Geri Cole: This drives me crazy, in a lot of ways, the value of creative work. Like how you determine the value of creative work, and why suddenly, especially as a writer, where it’s like, why is the value here somehow less, or more than over here? I am still doing the same work of creating for TV as I would be in this case for an audio fiction podcast.

Lisette: Yeah. That’s something that we’ve talked about in the capacity of, especially in the audio drama sphere, indie audio drama has a lower barrier of entry. However, it’s interesting of how that sometimes communicates is it’s easier to do. Which I think as creators, we know that any kind of creation is hard.

Geri Cole: Yeah. It’s not easy.

Lisette: It’s not easy.

Matt Klinman: Yeah, everyone in this space has a story of like some giant company coming to them and being like, “Hey, yeah, we would love a full 10 episode, fully sound produced thing for, I don’t know, what do you think? Like 10 grand?”

Geri Cole: Wow.

Matt Klinman: It’s like it’s just a couple of micro… It’s like there is…

Lisette: That’s exactly what I raised for my final season.

Geri Cole: Wow.

Lisette: But I raised that to cover everything.

Matt Klinman: But that’s you doing it yourself, and you did, right. And also not being owned by a massive company.

Lisette: Right.

Geri Cole: Yeah.

Matt Klinman: I should also just jump in. I don’t know if this is okay for me to talk about, but we have a lot of people who have been interested in this who are radicalized animation writers. A lot of animation writers. Yeah, yeah. Yeah, Geri, yeah. Yeah, yeah.

Geri Cole: I feel you there.

Matt Klinman: That is not a WGAE covered. The Animation Guild or whatever, and I don’t know, Lowell, if I’m getting you in trouble by the talking. Talking shit about [inaudible 00:23:19].

Lisette: This is my question every year. Like why is this the case?

Matt Klinman: Yes, that’s right, but a lot of animation, and especially because now there’s split in animation where some are being covered by the Guild and some are still being under these other… But yeah, but it seems like the same animated show to me, but the people who made it under the Animation Guild, they’re getting paid a lot less, and will have a lot less productions and things like that.

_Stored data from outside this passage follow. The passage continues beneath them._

PR #804, opened 2019-10-31
Implement a rudimentary applets system

jduncanator:
This adds basic support for applets. I imagine this system will be expanded to support more applets as time goes, and it's shape and form will change. For now, it's enough to support the player select applet, which has been implemented with this PR.

We now throw a `NotImplementedException` when creating an applet instance that we don't implement, rather than blindly stubbing it. This will probably negatively impact the boot status of some games, however over time we should be able to implement the vast majority of the applets.


Ryujinx.HLE/HOS/Applets/AppletManager.cs
```diff
@@ -0,0 +1,28 @@
...
+        }
+
+        public static IApplet Create(AppletId applet, Horizon system)
+        {
+            if(_appletMapping.TryGetValue(applet, out Type appletClass))
+            {
+                return (IApplet)Activator.CreateInstance(appletClass, system);
+            }
+
+            return new StubApplet();
```
gdkchan: I guess a exception for unimplemented applets would be better.

jduncanator: This will cause a large number of games that currently boot "fine" with a stub, to crash. (We currently have it stubbed this way). I'm fine either way.

Ryujinx.HLE/HOS/Applets/PlayerSelect/PlayerSelect.cs
```diff
@@ -0,0 +1,75 @@
...
+            _system      = system;
+            _inputStack  = new Queue<IStorage>();
+            _outputStack = new Queue<IStorage>();
+        }
+
+        public ResultCode Start()
+        {
+            _outputStack.Enqueue(new IStorage(BuildResponse()));
+
+            AppletStateChanged?.Invoke(this, null);
```
jduncanator: Is it valid to signal the event before `Start()` has returned? We may need to defer this until after `Start()` returns.

Ryujinx.HLE/HOS/Applets/AppletId.cs
```diff
@@ -0,0 +1,27 @@
...
+        SoftwareKeyboard = 0x11,
+        MiiEdit = 0x12,
+        LibAppletWeb = 0x13,
+        LibAppletShop = 0x14,
+        PhotoViewer = 0x15,
+        Settings = 0x16,
+        LibAppletOff = 0x17,
+        LibAppletWhitelisted = 0x18,
+        LibAppletAuth = 0x19,
+        MyPage = 0x1A
```
Thog: Align everything here

Ryujinx.HLE/HOS/Applets/PlayerSelect/PlayerSelect.cs
```diff
@@ -0,0 +1,75 @@
...
+using System.Collections.Generic;
+using System.IO;
+
+namespace Ryujinx.HLE.HOS.Applets
+{
+    internal class PlayerSelect : IApplet
+    {
+        private Horizon _system;
+        private Queue<IStorage> _inputStack;
+        private Queue<IStorage> _outputStack;
```
Thog: Align everything here

Ryujinx.HLE/HOS/Services/Am/AppletAE/AllSystemAppletProxiesService/LibraryAppletCreator/ILibraryAppletAccessor.cs
```diff
@@ -65,9 +69,14 @@ public ResultCode PushInData(ServiceCtx context)
         // PopOutData() -> object<nn::am::service::IStorage>
         public ResultCode PopOutData(ServiceCtx context)
         {
-            MakeObject(context, new IStorage(StorageHelper.MakeLaunchParams()));
+            var result = _applet.PopOutData(out IStorage storage);
```
Thog:
```suggestion
            ResultCode result = _applet.PopOutData(out IStorage storage);
```

Ryujinx.HLE/HOS/Services/Am/AppletAE/AllSystemAppletProxiesService/LibraryAppletCreator/ILibraryAppletAccessor.cs
```diff
@@ -65,9 +69,14 @@ public ResultCode PushInData(ServiceCtx context)
...
 
-            return ResultCode.Success;
+            if(storage != null)
```
Thog: Also check error code here

LDj3SNuD:
```suggestion
            if (storage != null)
```

Ryujinx.HLE/HOS/Applets/PlayerSelect/PlayerSelect.cs
```diff
@@ -0,0 +1,75 @@
...
+            return ResultCode.Success;
+        }
+
+        private byte[] BuildResponse()
+        {
+            var currentUser = _system.State.Account.LastOpenedUser;
+
+            using (var ms = new MemoryStream())
+            {
+                var writer = new BinaryWriter(ms);
```
LDj3SNuD: Too many `var`.

Ryujinx.HLE/HOS/Services/Am/AppletAE/AllSystemAppletProxiesService/LibraryAppletCreator/ILibraryAppletAccessor.cs
gdkchan: `if(` -> `if (`.

Ryujinx.HLE/HOS/Services/Am/AppletAE/AllSystemAppletProxiesService/LibraryAppletCreator/ILibraryAppletAccessor.cs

So anyway, so there are members of this who are also coming out of that and being like, we need to figure this out now because otherwise…

Geri Cole: We’ll end up with this ridiculous split.

Matt Klinman: Right?

Lowell Peterson: Yep. Well, let me just say this. I mean, it is in the interest of these big entities that beamed down from outer space, who, by your work, by your creativity, by your scripts, by your complete podcasts, to try to talk you down and make you feel like it’s really not worth that much, but there’s a reason that they’re hiring you.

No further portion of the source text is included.